WHAT YOU SHOULD DO:
Among the records below, find the lines containing "undefined" and state only how many there are.

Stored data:
########

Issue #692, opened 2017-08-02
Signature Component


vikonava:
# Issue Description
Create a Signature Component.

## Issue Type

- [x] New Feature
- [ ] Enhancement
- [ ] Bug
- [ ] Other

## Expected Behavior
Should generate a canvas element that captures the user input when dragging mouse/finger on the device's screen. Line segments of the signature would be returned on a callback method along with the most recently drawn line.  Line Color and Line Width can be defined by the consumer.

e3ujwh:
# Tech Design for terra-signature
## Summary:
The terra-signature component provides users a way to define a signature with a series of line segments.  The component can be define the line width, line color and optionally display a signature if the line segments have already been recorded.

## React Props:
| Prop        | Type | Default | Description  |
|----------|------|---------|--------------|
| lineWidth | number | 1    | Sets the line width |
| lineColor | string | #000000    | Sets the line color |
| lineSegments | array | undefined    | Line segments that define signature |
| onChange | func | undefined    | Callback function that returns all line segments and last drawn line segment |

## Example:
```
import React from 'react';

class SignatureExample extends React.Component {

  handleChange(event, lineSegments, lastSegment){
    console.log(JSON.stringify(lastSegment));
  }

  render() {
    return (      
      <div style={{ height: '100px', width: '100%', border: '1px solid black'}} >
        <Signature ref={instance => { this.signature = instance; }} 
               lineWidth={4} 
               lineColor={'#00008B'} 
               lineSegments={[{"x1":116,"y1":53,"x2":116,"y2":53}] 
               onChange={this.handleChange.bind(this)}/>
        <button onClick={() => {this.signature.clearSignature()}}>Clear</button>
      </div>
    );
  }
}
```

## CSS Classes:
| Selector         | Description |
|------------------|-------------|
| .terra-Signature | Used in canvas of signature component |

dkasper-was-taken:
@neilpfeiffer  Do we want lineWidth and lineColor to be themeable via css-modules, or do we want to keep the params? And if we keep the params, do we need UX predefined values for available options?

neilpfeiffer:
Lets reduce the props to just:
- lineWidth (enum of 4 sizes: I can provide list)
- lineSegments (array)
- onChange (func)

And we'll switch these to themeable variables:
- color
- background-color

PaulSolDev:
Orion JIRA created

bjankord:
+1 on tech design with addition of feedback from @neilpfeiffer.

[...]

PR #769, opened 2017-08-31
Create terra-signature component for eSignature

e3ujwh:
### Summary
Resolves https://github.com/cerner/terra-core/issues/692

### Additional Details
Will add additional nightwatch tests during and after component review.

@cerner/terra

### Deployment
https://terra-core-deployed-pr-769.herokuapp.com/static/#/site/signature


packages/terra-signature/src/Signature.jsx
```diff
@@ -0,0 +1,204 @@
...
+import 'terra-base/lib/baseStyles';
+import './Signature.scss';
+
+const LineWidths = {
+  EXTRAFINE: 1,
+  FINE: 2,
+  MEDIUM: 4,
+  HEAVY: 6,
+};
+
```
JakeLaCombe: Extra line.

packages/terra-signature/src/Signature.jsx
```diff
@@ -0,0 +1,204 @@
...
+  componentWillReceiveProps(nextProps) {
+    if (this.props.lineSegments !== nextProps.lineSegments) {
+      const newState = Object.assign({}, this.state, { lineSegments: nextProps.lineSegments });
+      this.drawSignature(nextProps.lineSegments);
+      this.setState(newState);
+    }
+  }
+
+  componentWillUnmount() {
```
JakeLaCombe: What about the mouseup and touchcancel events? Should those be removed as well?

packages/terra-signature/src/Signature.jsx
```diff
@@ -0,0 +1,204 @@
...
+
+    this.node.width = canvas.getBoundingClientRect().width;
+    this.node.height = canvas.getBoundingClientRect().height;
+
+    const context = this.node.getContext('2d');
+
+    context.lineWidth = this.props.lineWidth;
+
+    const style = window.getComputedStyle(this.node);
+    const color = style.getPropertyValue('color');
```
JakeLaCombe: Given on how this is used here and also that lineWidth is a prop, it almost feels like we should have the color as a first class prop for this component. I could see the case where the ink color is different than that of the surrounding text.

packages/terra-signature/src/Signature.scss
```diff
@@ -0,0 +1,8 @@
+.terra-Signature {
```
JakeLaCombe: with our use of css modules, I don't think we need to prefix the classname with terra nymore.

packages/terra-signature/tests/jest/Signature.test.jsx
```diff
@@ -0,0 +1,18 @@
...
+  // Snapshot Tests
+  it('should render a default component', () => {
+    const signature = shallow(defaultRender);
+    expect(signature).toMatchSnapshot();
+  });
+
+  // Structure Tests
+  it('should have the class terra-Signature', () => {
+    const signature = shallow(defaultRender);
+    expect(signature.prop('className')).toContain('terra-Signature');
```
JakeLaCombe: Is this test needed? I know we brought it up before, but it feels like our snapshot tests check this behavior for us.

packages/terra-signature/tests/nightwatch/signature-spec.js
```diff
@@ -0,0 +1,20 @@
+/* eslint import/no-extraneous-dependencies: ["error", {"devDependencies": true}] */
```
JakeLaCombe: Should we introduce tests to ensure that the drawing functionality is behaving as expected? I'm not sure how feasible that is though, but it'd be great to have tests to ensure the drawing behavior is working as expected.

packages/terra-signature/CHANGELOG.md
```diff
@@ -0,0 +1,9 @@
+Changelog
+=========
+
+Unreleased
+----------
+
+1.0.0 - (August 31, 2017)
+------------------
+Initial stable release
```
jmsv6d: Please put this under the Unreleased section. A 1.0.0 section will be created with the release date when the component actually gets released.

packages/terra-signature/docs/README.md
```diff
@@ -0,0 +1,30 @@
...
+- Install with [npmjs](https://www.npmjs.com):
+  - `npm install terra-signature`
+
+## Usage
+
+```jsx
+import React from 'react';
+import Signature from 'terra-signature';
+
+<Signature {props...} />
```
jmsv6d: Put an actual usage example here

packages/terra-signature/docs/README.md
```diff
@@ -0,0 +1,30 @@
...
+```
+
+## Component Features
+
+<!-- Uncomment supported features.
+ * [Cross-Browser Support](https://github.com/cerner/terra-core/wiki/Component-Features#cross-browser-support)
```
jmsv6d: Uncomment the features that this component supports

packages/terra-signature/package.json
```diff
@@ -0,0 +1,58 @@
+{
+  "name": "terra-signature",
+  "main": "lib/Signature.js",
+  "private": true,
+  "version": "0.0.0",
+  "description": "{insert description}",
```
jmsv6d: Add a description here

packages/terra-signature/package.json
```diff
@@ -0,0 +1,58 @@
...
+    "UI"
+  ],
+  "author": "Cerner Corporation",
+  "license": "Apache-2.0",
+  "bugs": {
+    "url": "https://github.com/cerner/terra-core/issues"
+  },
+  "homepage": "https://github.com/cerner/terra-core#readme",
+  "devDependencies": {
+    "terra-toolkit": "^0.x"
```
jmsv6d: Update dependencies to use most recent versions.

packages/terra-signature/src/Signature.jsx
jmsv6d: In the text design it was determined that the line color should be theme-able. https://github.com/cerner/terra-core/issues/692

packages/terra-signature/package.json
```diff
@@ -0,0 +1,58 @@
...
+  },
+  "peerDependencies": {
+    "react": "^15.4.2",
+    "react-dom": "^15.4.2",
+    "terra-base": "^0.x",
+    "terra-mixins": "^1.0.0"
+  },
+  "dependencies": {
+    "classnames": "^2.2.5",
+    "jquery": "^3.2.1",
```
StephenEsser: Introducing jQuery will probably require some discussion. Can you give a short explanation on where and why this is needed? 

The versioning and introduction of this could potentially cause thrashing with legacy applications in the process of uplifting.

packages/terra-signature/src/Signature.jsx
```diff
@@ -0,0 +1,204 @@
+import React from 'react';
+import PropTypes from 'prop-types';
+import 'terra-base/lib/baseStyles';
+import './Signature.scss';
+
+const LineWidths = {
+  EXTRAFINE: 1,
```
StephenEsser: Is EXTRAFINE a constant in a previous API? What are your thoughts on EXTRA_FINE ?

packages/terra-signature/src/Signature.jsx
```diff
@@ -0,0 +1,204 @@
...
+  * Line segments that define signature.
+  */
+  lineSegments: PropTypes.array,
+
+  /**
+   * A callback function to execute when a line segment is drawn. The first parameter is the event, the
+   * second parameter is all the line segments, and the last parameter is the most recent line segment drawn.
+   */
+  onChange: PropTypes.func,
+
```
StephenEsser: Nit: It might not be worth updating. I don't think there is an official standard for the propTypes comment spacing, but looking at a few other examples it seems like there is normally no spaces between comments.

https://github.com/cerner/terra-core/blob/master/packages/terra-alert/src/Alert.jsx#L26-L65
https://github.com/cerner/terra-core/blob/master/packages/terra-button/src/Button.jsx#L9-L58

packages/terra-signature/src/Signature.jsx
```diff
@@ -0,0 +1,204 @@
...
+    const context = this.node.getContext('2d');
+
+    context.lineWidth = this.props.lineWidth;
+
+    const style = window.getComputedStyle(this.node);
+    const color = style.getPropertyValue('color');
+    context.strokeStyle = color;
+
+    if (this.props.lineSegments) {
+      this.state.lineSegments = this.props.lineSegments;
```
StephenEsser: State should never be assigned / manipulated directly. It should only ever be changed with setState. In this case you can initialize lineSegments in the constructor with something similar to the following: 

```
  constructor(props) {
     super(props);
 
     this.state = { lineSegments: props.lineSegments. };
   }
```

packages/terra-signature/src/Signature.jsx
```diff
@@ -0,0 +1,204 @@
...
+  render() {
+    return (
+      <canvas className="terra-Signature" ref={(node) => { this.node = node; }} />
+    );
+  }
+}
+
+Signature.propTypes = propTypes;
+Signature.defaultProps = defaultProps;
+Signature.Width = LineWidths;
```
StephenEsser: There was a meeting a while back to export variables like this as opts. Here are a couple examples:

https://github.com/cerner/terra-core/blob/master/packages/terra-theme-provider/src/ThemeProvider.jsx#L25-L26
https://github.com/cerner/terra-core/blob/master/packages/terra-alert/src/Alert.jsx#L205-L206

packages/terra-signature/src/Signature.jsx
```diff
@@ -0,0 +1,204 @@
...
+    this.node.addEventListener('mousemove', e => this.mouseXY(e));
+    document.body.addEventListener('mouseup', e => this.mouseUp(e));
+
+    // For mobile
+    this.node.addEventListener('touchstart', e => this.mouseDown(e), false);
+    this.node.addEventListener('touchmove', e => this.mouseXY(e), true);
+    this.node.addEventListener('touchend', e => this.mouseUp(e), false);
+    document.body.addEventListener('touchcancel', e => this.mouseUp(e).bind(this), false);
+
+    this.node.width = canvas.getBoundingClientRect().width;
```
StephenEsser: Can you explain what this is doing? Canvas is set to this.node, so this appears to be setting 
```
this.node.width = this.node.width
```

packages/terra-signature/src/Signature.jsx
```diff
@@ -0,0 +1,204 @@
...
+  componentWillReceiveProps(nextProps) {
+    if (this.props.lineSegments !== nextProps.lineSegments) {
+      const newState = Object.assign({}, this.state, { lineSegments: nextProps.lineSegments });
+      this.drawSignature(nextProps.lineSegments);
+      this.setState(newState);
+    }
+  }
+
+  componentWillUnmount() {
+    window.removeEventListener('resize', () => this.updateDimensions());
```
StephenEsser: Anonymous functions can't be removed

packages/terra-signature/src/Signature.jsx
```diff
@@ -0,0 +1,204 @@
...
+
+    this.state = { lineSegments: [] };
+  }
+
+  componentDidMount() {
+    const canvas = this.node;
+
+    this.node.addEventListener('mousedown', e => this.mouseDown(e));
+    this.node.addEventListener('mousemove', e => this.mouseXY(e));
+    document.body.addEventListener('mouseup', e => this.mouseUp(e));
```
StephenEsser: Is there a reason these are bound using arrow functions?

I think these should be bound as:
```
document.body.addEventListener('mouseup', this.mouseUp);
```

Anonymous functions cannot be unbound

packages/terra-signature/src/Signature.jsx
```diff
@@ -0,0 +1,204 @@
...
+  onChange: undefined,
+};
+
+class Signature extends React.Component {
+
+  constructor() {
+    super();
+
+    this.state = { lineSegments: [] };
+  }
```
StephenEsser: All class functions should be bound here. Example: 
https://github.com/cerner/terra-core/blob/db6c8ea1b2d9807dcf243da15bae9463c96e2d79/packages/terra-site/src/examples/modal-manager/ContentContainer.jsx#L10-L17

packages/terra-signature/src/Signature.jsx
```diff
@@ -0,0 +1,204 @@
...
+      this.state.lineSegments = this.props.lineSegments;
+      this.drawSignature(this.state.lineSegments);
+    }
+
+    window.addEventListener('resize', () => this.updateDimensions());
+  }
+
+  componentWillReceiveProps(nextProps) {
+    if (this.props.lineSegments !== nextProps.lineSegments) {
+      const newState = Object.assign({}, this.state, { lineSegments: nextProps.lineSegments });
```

########

OUTPUT BELOW:
3